■ Description of the task
Provide again, from the entries below, every line from the one containing "word_t current = sc->scRefillHead;" through the one containing "current)->rTime <= refill_index(sc, next)->rTime))", exactly as written, and no other line.

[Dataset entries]

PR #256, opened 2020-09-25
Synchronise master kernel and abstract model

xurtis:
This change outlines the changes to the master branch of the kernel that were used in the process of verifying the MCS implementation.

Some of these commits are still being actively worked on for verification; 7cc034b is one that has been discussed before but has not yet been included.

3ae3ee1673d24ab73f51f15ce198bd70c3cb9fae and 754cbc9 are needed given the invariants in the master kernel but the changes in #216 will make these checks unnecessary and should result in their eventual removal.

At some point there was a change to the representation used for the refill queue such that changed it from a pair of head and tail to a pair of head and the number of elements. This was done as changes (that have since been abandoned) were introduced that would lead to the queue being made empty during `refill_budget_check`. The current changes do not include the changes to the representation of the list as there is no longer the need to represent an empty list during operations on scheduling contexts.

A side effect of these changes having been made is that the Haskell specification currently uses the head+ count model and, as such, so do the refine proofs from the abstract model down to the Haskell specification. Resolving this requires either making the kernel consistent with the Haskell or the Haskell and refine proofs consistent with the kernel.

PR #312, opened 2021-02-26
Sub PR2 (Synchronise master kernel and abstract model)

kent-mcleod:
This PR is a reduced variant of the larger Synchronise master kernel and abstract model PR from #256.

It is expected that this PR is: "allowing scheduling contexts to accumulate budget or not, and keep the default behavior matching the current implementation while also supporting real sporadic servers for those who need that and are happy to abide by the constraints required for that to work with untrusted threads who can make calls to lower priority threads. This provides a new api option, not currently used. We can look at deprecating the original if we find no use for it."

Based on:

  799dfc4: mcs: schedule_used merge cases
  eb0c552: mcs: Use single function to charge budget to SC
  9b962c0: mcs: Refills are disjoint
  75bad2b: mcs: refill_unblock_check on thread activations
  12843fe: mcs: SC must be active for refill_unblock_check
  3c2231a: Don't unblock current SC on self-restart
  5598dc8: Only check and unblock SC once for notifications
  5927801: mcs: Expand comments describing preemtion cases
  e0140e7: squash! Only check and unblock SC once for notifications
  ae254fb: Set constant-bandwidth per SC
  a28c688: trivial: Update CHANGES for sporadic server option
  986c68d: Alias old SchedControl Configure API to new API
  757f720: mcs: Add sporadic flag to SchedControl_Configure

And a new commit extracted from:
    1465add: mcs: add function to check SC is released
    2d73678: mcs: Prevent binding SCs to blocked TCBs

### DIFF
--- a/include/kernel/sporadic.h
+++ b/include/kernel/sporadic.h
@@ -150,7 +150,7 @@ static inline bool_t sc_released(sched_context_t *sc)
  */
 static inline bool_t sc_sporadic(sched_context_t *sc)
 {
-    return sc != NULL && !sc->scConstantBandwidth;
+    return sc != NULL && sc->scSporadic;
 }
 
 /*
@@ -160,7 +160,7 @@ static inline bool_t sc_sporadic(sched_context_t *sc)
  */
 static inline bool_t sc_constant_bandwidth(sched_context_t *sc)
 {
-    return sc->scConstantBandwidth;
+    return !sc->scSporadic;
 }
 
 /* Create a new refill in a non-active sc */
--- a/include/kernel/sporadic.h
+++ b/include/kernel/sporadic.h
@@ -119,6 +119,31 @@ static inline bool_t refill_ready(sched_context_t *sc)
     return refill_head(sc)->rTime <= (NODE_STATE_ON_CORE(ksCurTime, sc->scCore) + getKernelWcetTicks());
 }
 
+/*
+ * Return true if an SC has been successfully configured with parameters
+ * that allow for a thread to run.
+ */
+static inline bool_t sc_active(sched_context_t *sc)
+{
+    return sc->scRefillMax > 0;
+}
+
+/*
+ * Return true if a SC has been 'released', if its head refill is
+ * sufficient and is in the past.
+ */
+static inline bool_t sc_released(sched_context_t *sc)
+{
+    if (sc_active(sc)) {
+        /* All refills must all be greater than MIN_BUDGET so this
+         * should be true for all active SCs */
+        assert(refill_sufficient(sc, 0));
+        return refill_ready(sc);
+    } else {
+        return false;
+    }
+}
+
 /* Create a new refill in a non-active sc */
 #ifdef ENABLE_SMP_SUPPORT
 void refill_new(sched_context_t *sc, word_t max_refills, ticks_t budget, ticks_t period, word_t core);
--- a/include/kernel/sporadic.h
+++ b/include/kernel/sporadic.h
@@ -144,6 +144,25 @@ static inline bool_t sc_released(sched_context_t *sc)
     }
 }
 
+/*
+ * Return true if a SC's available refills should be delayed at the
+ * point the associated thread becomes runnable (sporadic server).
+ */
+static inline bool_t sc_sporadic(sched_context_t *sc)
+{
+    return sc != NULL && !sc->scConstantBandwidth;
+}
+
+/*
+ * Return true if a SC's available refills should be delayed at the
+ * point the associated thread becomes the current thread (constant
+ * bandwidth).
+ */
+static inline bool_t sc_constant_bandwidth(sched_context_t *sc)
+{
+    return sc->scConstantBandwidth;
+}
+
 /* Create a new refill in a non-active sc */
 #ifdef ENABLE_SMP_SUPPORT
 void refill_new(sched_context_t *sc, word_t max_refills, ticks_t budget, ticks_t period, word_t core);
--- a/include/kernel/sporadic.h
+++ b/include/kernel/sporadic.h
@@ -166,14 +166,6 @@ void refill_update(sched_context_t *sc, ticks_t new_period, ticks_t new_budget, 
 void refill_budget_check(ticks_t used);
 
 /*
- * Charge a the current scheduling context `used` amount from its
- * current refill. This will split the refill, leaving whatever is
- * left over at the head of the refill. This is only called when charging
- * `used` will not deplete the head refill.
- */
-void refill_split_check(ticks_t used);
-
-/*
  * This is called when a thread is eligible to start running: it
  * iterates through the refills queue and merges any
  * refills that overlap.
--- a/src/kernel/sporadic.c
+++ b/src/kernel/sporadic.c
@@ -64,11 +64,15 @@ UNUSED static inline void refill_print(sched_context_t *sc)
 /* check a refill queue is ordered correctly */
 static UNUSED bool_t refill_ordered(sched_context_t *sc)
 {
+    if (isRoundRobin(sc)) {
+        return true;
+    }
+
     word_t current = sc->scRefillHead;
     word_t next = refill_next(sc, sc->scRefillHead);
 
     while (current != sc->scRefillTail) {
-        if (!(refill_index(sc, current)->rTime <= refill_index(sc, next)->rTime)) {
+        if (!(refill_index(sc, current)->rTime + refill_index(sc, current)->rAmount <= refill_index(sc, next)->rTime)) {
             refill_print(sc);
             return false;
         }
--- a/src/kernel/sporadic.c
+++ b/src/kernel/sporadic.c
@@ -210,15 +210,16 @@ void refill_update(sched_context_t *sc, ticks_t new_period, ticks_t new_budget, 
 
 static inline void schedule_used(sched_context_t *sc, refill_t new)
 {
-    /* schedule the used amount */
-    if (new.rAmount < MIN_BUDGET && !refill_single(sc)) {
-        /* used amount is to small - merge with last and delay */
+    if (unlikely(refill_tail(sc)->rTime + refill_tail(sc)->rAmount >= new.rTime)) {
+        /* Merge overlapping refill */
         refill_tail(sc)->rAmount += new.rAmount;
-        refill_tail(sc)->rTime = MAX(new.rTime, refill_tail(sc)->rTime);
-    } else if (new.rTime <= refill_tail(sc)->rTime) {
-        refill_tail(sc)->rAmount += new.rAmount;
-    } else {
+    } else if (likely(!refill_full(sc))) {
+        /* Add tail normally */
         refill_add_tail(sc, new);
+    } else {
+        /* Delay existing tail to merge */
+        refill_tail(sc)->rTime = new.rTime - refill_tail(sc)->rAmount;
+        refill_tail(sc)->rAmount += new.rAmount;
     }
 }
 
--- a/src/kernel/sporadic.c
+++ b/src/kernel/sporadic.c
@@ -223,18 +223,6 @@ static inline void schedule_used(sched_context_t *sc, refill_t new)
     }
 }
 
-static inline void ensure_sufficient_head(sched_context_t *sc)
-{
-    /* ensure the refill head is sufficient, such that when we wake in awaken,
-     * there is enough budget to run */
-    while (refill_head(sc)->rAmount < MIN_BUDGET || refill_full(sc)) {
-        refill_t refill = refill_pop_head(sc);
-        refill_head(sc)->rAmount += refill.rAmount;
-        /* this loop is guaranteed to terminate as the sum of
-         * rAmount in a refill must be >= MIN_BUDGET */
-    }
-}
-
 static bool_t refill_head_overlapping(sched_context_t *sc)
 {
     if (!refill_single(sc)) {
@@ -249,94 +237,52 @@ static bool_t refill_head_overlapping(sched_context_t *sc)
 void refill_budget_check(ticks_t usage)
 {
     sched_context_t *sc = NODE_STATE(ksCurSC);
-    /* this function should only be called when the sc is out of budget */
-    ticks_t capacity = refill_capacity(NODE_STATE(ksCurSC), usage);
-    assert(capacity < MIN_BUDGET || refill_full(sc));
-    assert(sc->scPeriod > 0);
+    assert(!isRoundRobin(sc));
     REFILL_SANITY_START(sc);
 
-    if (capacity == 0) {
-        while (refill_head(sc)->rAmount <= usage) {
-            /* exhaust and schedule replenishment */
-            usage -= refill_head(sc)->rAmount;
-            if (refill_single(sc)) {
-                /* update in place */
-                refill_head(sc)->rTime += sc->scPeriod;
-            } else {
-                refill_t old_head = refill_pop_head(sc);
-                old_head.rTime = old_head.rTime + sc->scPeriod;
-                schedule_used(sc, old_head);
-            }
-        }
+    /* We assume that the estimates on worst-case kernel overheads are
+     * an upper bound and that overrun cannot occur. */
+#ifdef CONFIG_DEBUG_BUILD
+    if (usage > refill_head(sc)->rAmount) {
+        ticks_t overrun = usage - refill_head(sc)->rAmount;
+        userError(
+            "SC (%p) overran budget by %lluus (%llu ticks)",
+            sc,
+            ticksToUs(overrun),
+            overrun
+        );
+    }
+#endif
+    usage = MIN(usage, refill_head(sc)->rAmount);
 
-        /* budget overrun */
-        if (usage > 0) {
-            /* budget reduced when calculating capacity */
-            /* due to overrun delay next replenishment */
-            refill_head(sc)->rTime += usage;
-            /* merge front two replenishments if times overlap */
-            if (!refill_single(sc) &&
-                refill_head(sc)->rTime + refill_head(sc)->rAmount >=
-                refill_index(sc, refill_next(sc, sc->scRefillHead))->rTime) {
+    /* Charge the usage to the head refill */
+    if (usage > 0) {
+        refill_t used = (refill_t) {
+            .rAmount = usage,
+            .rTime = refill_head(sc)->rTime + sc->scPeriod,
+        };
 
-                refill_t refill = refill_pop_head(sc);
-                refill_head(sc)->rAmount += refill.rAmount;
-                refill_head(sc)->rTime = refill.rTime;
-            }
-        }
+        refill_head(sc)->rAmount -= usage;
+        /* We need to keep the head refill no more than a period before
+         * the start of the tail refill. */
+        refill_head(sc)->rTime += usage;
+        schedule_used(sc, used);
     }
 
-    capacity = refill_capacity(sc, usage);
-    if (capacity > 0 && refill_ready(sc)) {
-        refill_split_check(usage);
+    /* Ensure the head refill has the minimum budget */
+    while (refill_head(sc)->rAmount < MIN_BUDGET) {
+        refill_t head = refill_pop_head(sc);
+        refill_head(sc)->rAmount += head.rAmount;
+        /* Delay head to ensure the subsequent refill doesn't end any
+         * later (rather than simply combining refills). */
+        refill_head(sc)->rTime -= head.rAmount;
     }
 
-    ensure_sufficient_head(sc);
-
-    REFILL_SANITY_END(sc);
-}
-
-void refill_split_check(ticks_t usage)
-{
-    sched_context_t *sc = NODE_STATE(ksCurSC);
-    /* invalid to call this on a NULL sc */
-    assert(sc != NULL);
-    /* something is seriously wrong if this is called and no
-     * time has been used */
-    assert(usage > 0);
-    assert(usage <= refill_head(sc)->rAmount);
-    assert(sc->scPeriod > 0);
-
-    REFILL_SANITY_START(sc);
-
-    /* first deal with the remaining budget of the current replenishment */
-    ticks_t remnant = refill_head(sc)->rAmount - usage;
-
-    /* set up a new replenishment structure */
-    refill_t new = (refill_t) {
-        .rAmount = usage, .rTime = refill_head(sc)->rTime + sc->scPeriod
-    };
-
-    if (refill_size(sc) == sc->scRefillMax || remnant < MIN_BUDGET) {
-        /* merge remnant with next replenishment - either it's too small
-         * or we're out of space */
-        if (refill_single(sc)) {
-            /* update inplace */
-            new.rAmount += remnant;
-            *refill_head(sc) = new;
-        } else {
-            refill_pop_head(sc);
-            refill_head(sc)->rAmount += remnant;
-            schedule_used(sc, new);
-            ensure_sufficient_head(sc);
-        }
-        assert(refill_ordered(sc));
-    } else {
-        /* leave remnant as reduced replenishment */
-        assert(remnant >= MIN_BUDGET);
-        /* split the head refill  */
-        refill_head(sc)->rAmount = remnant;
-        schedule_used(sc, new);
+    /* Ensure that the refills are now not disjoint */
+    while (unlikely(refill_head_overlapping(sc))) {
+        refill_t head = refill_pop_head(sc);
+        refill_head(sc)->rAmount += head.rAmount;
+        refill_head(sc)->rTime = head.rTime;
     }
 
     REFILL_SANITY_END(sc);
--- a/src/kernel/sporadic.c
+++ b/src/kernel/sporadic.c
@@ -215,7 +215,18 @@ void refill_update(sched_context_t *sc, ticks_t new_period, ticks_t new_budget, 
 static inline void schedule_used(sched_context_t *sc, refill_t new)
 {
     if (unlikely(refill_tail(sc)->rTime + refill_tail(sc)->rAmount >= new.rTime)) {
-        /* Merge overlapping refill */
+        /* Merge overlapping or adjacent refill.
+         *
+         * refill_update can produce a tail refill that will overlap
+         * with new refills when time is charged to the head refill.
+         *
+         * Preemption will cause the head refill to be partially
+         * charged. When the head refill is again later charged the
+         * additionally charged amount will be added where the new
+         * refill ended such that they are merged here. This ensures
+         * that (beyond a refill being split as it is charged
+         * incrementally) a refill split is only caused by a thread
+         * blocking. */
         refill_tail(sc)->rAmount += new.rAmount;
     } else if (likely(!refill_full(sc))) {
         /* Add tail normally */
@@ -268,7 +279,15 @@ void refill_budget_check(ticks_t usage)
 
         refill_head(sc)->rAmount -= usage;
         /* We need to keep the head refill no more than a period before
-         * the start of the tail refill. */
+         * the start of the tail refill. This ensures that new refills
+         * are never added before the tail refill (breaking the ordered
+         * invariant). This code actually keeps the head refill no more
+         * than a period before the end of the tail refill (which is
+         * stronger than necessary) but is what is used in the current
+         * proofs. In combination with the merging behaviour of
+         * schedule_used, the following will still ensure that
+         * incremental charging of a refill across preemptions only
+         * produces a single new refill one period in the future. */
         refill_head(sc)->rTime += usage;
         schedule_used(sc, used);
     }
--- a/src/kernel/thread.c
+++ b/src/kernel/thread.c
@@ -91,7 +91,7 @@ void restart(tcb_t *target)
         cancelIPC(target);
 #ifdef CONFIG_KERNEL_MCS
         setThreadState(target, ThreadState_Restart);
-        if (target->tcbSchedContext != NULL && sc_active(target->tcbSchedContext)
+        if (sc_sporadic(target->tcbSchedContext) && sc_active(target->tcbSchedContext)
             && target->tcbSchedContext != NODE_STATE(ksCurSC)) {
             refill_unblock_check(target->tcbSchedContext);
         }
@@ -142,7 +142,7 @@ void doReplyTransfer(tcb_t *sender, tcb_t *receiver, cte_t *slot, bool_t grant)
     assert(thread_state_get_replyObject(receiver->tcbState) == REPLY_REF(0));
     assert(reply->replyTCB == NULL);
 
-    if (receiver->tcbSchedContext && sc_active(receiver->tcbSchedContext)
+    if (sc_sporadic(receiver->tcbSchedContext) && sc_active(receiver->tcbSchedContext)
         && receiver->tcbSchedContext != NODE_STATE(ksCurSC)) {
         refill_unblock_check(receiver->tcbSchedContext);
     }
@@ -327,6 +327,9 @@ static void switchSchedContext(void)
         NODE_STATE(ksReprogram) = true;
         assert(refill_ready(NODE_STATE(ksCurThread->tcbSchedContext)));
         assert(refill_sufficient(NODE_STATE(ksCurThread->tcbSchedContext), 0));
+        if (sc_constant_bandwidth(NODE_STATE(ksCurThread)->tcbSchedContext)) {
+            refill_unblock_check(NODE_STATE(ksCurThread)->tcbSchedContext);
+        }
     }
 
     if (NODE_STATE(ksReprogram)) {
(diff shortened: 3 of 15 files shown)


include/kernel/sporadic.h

■ Answer to this problem
     word_t current = sc->scRefillHead;
     word_t next = refill_next(sc, sc->scRefillHead);
 
     while (current != sc->scRefillTail) {
-        if (!(refill_index(sc, current)->rTime <= refill_index(sc, next)->rTime)) {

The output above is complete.